There's a common refrain in virtual reality development that VR-first games can't take too much time. As headsets like the PlayStation VR2 and Meta Quest 3 have hit the market, developers have had to grapple with the fact that even the most comfortable of headsets get really sweaty really quick, especially when the player is moving their body around.
But Asgard's Wrath 2 developer Sanzaru Games may have found the formula for keeping headsets plastered on the heads of highly-engaged players. The critically acclaimed open-world RPG (a rarity in virtual reality) recently won "Immersive Reality Game of the Year" at the 2024 DICE awards, and in a backstage chat with Sanzaru Games, game director Bill Spence explained to Game Developer that the studio is breaking records for player engagement.
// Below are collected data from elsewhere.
PR #851, opened 2019-06-02
Allow standard install of a custom Knative Serving

adrcunha:
Delegate the process in `start_latest_knative_serving()` to `start_knative_serving()` to the standard install can be used for custom testing as well.

Part of knative/serving#4202

### DIFF
--- a/scripts/library.sh
+++ b/scripts/library.sh
@@ -333,9 +333,9 @@ function start_knative_serving() {
   header "Starting Knative Serving"
   subheader "Installing Knative Serving"
   echo "Installing Serving CRDs from $1"
-  kubectl apply --selector knative.dev/crd-install=true -f $1
+  kubectl apply --selector knative.dev/crd-install=true -f "$1"
   echo "Installing the rest of serving components from $1"
-  kubectl apply -f $1
+  kubectl apply -f "$1"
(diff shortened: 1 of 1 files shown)


scripts/library.sh
```diff
@@ -327,17 +327,23 @@ function report_go_test() {
...
+# Parameters: $1 - Knative Serving manifest.
+function start_knative_serving() {
   header "Starting Knative Serving"
   subheader "Installing Knative Serving"
-  echo "Installing Serving CRDs from ${KNATIVE_SERVING_RELEASE}"
-  kubectl apply --selector knative.dev/crd-install=true -f ${KNATIVE_SERVING_RELEASE}
-  echo "Installing the rest of serving components from ${KNATIVE_SERVING_RELEASE}"
-  kubectl apply -f ${KNATIVE_SERVING_RELEASE}
+  echo "Installing Serving CRDs from $1"
+  kubectl apply --selector knative.dev/crd-install=true -f $1
```
chaodaiG: should this `$1` be double quoted?

chaodaiG: also, what would happen if `$1` is empty string?

chaodaiG:
/lgtm

/hold
Feel free unhold after resolving comment

PR #853, opened 2019-06-03
Move Prow/Testgrid templates into individual yaml files

chaodaiG:
All of our Prow versions live in `*.yaml` files, other than the template inlined in `ci/prow/make_config.go`. Which makes Prow auto version bumper tool need to parse Go files. Move all templates to individual yaml files to avoid parsing Go files.

Part of: #689


ci/prow/templates/general_prow_config.yaml
```diff
@@ -0,0 +1,86 @@
+# Copyright [[.Year]] The Knative Authors
```
adrcunha: I think "prow_config_header.yaml" would be better.

ci/prow/make_config.go
```diff
@@ -218,320 +219,57 @@ var (
...
-  [[indent_array 2 .RepoNames]]
-	`
+	dashboardGroupTemplate = "testgrid_dashboardgroup.yaml"
 )
 
 // Yaml parsing helpers.
 
+// read template yaml file content
+func readTemplate(fp string) string {
+	content, err := ioutil.ReadFile(path.Join(templateDir, fp))
```
adrcunha: I can't help saying that this is I/O inefficient. :) You're reading it from disk every time you need a template. You could store them in a map once they're read, so you only read them from disk once. But I'm OK with a TODO if you don't want to do it now, this is not a critical performance issue.

ci/prow/templates/testgrid_general_config.yaml
```diff
@@ -0,0 +1,60 @@
+# Copyright [[.Year]] The Knative Authors
```
adrcunha: I think "testgrid_config_header.yaml" would be better.

ci/prow/templates/general_prow_config.yaml
chaodaiG: done

ci/prow/make_config.go
chaodaiG: done

ci/prow/templates/testgrid_general_config.yaml
chaodaiG: done

ci/prow/make_config.go
```diff
@@ -213,325 +214,68 @@ var (
 	// key is the main project version, value is another map containing job details
 	//     for the job detail map, key is the repo name, value is the list of job types, like continuous, latency, nightly, and etc.
 	metaData = make(map[string]map[string][]string)
+
+	// tempaltesCache caches templates in memory to avoid I/O
```
```suggestion
	// templatesCache caches templates in memory to avoid I/O
```

PR #859, opened 2019-06-04
Adding CloudRunEvents to prow.

n3wscott:
CloudRunEvents are GCP Knative components.

### DIFF
--- a/ci/prow/config_knative.yaml
+++ b/ci/prow/config_knative.yaml
@@ -98,7 +98,7 @@ presubmits:
     - unit-tests: true
     - integration-tests: true
 
-  GoogleCloudPlatform/cloud-run-events:
+  googlecloudplatform/cloud-run-events:
     - build-tests: true
     - unit-tests: true
     - integration-tests: true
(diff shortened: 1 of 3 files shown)


ci/prow/config_knative.yaml
```diff
@@ -254,3 +260,13 @@ periodics:
   knative/observability:
     - continuous: true
       cron: "30 * * * *" # Run every hour and 30 minutes
+
+  GoogleCloudPlatform/cloud-run-events:
```
adrcunha:
```suggestion
  googlecloudplatform/cloud-run-events:
```

n3wscott: It is CamelCased.

n3wscott: https://github.com/GoogleCloudPlatform/cloud-run-events

adrcunha: Yes, I saw that. But it messes up with all the buckets and tabs and names generated from it. I don't think it will break fetching repos; but if it does I'll revert it.

n3wscott: Got it. Fixed.

PR #864, opened 2019-06-04
add knative-metrics-robot to coverage tool & config

### LINKED ISSUE #863: remove previous posts of knative-metrics-robot
remove previous posts of knative-metrics-robot

steuhs:
The rename from covbot to knative-metrics-robot prevents garbage collection of bot comments.

Fixes #863 

### DIFF
--- a/tools/coverage/main.go
+++ b/tools/coverage/main.go
@@ -50,14 +50,14 @@ func main() {
 	coverageProfileName := flag.String("profile-name", defaultCoverageProfileName, "file name for coverage profile")
 	githubTokenPath := flag.String("github-token", "", "path to token to access github repo")
 	covThresholdFlag := flag.Int("cov-threshold-percentage", defaultCovThreshold, "token to access github repo")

Since the game's launch in September 2023, some hardcore players have spent over 250 hours playing Asgard's Wrath 2. "We're talking dozens and dozens of hours," Spence said, commenting that the milestone was a major rebuttal of the idea that players won't spend more than an hour or two wearing a VR headset.
The quality of Asgard's Wrath 2 definitely isn't in doubt. Its average Metacritic score clocks in at 87 percent, and outlets like IGN have called it "the new gold standard" of virtual reality. The technical challenges of creating a high-quality open world game apparently sent the developers at Sanzaru diving into the history of older open-world games—back to an era when developers were creating expansive worlds with lower poly counts and fewer draw calls.
Studio creative director Mat Kraemer implied that the team's focus has been to recreate traditional PC and console experiences in VR—another "against the grain" approach compared to what we've heard from other VR developers. Technical director Evan Arnold urged developers to "not be afraid of the hardware" and to be ambitious on VR and mobile platforms. "There's so much horsepower on [PlayStation 5, Xbox, and PC Games]. You just have to go back to the old-school techniques we were using 20 years ago."
"Those big giant giant open worlds are under 300 draw calls," he pointed out, prompting a cackle from Spence. "You have to use a lot of knowledge that is maybe forgotten by a lot of [developers." It's been fun to recover that strength."
It's amusing to think of creating 300-draw-call open worlds as "forgotten knowledge," but Arnold has a point. Technological advancement has made for great open world games, but embracing platform limitations can help developers focus on what made PlayStation 2-era hits like Grand Theft Auto III, Spider-Man 2, and Beyond Good & Evil such fun experiences.